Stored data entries
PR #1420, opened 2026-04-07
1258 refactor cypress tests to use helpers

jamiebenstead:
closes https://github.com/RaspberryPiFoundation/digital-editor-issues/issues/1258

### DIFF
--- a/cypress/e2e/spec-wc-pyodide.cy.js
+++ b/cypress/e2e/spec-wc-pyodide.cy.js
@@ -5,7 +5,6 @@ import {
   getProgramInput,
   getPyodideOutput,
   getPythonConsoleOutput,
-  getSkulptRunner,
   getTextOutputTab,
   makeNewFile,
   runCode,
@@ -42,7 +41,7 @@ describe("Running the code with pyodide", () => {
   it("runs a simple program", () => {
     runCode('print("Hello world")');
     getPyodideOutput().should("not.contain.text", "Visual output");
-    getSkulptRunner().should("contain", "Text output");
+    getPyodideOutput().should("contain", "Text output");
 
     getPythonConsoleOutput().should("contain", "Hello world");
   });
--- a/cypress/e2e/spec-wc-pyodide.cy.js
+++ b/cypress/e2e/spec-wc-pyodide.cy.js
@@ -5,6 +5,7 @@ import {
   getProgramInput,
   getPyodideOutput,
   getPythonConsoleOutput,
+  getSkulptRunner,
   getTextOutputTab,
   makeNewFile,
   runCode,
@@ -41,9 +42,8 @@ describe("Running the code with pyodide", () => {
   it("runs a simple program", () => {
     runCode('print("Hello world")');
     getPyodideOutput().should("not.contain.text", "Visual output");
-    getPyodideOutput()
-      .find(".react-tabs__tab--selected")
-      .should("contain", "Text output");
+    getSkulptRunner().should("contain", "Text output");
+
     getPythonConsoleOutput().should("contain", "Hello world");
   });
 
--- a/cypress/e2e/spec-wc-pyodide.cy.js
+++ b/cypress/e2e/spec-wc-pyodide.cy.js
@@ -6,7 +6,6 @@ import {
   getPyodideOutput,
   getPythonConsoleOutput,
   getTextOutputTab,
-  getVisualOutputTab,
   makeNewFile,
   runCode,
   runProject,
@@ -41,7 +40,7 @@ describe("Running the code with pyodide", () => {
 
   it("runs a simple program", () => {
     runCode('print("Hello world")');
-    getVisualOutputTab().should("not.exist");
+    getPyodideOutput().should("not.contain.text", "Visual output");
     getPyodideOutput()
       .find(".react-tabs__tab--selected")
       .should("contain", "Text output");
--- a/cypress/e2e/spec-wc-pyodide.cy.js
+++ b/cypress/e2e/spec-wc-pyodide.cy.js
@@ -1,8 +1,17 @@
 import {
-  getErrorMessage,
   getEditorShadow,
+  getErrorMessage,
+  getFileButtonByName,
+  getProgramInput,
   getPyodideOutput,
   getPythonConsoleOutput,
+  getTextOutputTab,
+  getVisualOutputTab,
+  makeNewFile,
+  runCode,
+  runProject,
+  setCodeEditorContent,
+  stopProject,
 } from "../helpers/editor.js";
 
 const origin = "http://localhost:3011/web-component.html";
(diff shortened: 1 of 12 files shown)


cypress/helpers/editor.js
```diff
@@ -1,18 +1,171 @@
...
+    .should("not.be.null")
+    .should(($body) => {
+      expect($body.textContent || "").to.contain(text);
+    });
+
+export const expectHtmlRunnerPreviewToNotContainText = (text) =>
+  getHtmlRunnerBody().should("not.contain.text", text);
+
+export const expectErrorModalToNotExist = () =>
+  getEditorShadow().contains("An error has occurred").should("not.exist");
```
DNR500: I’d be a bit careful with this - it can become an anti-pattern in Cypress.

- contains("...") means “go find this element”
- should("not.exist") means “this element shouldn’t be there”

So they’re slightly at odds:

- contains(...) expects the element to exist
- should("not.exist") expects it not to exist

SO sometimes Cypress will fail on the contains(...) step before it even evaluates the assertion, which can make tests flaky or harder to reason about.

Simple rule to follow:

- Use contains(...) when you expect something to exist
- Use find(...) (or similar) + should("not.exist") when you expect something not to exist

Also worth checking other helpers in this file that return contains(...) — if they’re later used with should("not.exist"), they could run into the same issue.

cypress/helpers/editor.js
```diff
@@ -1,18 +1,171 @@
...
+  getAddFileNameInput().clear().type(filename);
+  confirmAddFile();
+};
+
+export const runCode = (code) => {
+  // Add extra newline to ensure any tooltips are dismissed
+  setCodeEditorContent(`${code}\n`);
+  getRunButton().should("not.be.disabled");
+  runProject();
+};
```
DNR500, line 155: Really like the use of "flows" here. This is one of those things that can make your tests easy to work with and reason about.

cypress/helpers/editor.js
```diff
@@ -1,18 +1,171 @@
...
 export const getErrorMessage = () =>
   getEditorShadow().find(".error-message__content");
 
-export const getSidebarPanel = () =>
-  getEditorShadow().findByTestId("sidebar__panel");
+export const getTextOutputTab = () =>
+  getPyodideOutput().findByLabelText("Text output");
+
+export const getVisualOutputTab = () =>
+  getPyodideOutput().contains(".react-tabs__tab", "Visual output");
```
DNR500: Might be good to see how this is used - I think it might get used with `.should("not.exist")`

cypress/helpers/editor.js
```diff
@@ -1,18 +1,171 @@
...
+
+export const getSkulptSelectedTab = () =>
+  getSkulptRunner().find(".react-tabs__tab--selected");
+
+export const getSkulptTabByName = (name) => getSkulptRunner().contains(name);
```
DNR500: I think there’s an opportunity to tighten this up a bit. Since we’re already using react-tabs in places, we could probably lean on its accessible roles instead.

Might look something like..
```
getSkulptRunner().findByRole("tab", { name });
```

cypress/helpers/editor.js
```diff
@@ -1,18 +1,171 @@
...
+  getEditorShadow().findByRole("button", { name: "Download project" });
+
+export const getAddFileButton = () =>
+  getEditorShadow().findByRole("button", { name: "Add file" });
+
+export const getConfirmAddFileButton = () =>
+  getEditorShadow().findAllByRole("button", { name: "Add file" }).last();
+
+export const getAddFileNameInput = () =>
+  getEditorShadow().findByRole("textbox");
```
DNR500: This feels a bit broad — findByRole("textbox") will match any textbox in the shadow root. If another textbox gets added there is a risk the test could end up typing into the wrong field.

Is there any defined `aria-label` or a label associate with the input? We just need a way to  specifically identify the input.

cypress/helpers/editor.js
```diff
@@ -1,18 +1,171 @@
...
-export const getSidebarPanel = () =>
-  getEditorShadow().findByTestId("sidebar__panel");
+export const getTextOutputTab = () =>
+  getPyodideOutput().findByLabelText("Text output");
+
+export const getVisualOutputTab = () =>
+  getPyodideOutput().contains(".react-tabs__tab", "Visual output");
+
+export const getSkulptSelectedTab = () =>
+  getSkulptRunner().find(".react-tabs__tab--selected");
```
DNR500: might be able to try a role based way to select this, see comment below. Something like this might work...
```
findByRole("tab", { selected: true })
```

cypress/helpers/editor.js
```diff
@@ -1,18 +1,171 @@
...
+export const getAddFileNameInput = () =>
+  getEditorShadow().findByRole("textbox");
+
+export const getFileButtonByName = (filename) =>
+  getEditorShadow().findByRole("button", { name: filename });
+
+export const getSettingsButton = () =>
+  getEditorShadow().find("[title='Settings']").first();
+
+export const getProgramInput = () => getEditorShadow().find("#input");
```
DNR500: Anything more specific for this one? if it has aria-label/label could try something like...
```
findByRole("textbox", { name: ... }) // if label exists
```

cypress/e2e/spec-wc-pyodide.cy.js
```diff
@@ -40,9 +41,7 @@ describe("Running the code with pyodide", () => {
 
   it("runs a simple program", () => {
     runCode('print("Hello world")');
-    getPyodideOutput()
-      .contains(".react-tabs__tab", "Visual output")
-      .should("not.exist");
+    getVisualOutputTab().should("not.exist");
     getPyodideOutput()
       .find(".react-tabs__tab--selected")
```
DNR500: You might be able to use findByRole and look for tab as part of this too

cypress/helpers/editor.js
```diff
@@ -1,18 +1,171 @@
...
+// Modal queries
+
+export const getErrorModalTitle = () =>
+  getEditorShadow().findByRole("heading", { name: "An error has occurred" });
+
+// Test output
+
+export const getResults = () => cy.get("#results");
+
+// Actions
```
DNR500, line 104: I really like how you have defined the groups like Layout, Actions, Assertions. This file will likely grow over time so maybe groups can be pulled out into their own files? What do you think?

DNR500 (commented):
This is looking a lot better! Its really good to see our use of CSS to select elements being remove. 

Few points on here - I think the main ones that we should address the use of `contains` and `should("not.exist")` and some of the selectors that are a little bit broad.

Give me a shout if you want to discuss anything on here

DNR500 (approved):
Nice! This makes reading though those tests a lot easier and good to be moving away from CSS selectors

* * *

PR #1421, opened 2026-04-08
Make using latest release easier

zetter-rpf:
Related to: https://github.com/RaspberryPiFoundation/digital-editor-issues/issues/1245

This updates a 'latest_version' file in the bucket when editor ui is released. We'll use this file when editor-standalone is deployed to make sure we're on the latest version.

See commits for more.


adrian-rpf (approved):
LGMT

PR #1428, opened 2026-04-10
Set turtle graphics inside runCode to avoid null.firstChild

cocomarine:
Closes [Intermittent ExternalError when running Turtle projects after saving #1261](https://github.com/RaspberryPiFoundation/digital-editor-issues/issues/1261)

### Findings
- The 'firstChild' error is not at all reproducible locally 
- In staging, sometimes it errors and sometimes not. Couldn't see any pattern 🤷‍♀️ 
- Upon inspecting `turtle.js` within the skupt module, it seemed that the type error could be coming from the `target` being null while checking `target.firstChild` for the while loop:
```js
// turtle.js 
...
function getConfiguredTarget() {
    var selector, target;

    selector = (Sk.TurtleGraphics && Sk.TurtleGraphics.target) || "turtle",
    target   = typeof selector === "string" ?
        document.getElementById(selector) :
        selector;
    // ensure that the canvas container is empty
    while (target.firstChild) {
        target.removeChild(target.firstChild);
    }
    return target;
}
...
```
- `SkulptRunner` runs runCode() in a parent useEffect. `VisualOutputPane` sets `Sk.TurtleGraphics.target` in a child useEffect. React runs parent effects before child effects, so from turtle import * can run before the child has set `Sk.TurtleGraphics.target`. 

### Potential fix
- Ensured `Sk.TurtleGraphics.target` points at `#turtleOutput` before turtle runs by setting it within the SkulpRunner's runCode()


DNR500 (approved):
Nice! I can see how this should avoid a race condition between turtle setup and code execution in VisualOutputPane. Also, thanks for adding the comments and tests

* * *

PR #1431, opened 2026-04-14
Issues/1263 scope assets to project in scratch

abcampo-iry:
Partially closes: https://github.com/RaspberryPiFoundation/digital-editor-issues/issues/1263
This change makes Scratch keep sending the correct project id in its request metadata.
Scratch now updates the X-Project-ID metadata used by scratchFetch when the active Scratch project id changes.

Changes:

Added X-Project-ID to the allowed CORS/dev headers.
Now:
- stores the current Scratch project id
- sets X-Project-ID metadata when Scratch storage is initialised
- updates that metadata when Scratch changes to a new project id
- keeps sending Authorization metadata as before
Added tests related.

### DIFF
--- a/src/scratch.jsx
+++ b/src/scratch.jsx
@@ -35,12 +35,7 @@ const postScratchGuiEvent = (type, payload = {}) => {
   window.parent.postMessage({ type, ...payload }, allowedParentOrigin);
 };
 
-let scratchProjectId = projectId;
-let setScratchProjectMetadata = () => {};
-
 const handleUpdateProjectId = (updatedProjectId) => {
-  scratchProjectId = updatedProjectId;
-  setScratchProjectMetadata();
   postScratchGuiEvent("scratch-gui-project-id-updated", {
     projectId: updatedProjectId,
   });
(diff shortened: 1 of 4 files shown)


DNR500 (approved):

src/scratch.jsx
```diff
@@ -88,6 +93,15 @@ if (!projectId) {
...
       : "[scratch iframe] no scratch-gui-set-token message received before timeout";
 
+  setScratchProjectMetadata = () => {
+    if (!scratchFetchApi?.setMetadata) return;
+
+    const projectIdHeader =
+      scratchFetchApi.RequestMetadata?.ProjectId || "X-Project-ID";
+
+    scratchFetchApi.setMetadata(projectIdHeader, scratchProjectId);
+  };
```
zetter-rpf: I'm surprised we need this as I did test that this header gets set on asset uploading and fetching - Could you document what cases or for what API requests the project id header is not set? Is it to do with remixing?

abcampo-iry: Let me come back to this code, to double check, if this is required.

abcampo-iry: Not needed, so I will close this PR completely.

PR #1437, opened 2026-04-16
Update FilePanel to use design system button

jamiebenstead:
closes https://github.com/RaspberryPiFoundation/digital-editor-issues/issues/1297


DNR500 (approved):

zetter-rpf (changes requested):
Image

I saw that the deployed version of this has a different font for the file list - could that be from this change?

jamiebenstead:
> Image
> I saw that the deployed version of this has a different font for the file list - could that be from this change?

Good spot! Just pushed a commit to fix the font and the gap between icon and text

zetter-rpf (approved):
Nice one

=== WHAT TO PRODUCE ===
All lines in the records with the string "those" should be copied out.

=== RESULT FOR THIS EXERCISE ===
DNR500, line 155: Really like the use of "flows" here. This is one of those things that can make your tests easy to work with and reason about.
Nice! This makes reading though those tests a lot easier and good to be moving away from CSS selectors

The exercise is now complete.